Poster Presentation 27th Annual Lorne Proteomics Symposium 2022

Mapping the Dynamic Glycome of Resting and Thrombin-Activated Platelets (#110)

The Huong Chau 1 , Sayantani Chatterjee 1 , Callum B. Houlahan 2 , Freda H. Passam 2 3 4 , Rebeca Kawahara 1 , Dianne E. van der Wal 5 , Mark Larance 6 , Morten Thaysen-Andersen 1
  1. Department of Molecular Sciences, Faculty of Science and Engineering, Macquarie University, Sydney, New South Wales, Australia
  2. Faculty of Medicine and Health, University of Sydney, Sydney, New South Wales, Australia
  3. Royal Prince Alfred Hospital, Sydney, New South Wales, Australia
  4. Heart Research Institute, Sydney, New South Wales, Australia
  5. Australian Red Cross Lifeblood, Sydney, New South Wales, Australia
  6. Charles Perkins Centre, School of Life and Environmental Sciences, Faculty of Science, University of Sydney, Sydney, New South Wales, Australia

Introduction

Platelets play central roles in the vascular and immune systems, including in haemostasis, thrombosis, inflammation, host defence, and carcinogenesis. Tissue injury promptly activates resting platelets, triggering profound morphological changes and granule exocytosis resulting in the release of granular proteins (releasate) that mediate injury-related response processes. Whilst previous studies have documented the importance of protein glycosylation in platelet biology, the platelet glycome remains poorly defined. This study uses quantitative glycomics to map the dynamic and heterogeneous N-glycome of the resting and thrombin-activated platelet releasate.

Methods

Primary platelets were isolated from blood of healthy donors. Platelets were left unstimulated (n=10) or were either partially (n=6) or fully (n=5) activated with α-thrombin, a potent platelet agonist. Thrombin-mediated platelet activation was documented using PAC-1- and CD62P-centric flow cytometry. Proteins released from the platelets (releasate) were collected and separated from the intracellular proteins (lysate). The glycosylation of the platelet releasate was mapped and compared using quantitative PGC-LC-MS/MS-based glycomics.

Results

In total, 40 N-glycan isomers spanning 28 glycan compositions were identified in the platelet releasate fractions that were consistently rich in sialylated (>90%) and core fucosylated (>50%) complex-type N-glycans across all samples. Oligomannose, paucimannose, and bisecting GlcNAcylation were detected in lower abundance. Excitingly, a thrombin dose-dependent elevation of sialylated and fucosylated complex-type N-glycans displaying a higher degree of branching and an overall higher protein occupancy as well as a concomitant reduction in bisecting GlcNAcylation were observed under activated conditions.
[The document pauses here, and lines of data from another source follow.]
PR #894, opened 2022-06-27
feat: always default to v3 when opening market switcher

defispartan:
- Always default to V3 when opening modal
- Fix console error for out-of-range select value


grothem (approved):

foodaka (approved):
Thanks for fixing this one

PR #896, opened 2022-06-28
feat/rwc updated design

defispartan:
- New design for repay w/ collateral modal
- New design for collateral swap modal
- Factor slippage amount into the maximum repayable debt for the selected collateral. Now, if the user presses the 'max' button on the debt asset when repaying, the amount inserted will take into account the slippage. This only happens when the balance of the selected asset to repay with (minus slippage) is less than the debt amount.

Interestingly, the N-glycome remodelling of the releasate from the activated platelets was found to accurately reflect the glycosylation of proteins residing in the platelet α-granules suggesting that these compartments are readily degranulated upon thrombin activation.

Conclusions

This is the first unbiased high-definition map of the dynamic N-glycome of the platelet releasate. Our glycome map represents a useful resource for future studies of platelet glycobiology.